▶ [Record set]
________

PR #21060, opened 2021-06-07
test: remove rimraf and fs-extra dependencies

alan-agius4:


tests/legacy-cli/e2e/utils/fs.ts
```diff
@@ -1,195 +1,145 @@
-import * as fs from 'fs-extra';
```
alan-agius4, line 1: 😱  we relied on a transitive dep

tests/legacy-cli/e2e/utils/fs.ts
```diff
@@ -1,195 +1,145 @@
...
-    .then(() => new Promise((resolve, reject) => {
-      const rd = fs.createReadStream(from);
-      rd.on('error', (err: Error) => reject(err));
+export async function copyFile(from: string, to: string): Promise<void> {
+  await createDir(dirname(to));
 
-      const wr = fs.createWriteStream(to);
-      wr.on('error', (err: Error) => reject(err));
-      wr.on('close', () => resolve());
+  return new Promise<void>((resolve, reject) => {
```
clydin, line 45: This can probably be reduced to:
`return fs.copyFile(from, to, constants.COPYFILE_FICLONE);`

PR #21074, opened 2021-06-07
build: remove unused non-bazel unit test script

clydin:
All unit testing is now performed via Bazel. This removed script is also outdated and not maintained.


alan-agius4 (commented):
<del> I was under the impression that Karma tests don’t run locally on OSX.

I actually use this to Karma tests locally.

Can you confirm that we can now run Karma test with Bazel in OSX?</del>

alan-agius4:
Superseded by https://github.com/angular/angular-cli/pull/21440

PR #21082, opened 2021-06-08
perf(@ngtools/webpack): remove usage of native private class fields

alan-agius4:
TypeScript will downlevel native private class fields in form a global variable which can cause memory retention.

```js
var _fileEmitter, _registrations;
exports.FileEmitterCollection = exports.FileEmitterRegistration = exports.AngularPluginSymbol = void 0;
exports.AngularPluginSymbol = Symbol.for('@angular-devkit/build-angular[angular-compiler]');
class FileEmitterRegistration {
    constructor() {
        _fileEmitter.set(this, void 0);
    }
    update(emitter) {
        __classPrivateFieldSet(this, _fileEmitter, emitter);
    }
    emit(file) {
        if (!__classPrivateFieldGet(this, _fileEmitter)) {
            throw new Error('Emit attempted before Angular Webpack plugin initialization.');
        }
        return __classPrivateFieldGet(this, _fileEmitter).call(this, file);
    }
}
```

### DIFF
--- a/packages/ngtools/webpack/src/ivy/symbol.ts
+++ b/packages/ngtools/webpack/src/ivy/symbol.ts
@@ -18,37 +18,37 @@ export interface EmitFileResult {
 export type FileEmitter = (file: string) => Promise<EmitFileResult | undefined>;
 
 export class FileEmitterRegistration {
-  #fileEmitter?: FileEmitter;
+  private fileEmitter?: FileEmitter;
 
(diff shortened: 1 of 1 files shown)


JoostK:
> which can cause memory retention.

Do we know this is the case? I'd expect normal fields to behave the same; as long as the instance is reachable it will retain the field and that's the same for the retention in WeakMap.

________

▶ [Assignment]
Some lines of the records above contain the word "string". How many are there? Reply with the number alone.

▶ [Answer below]
2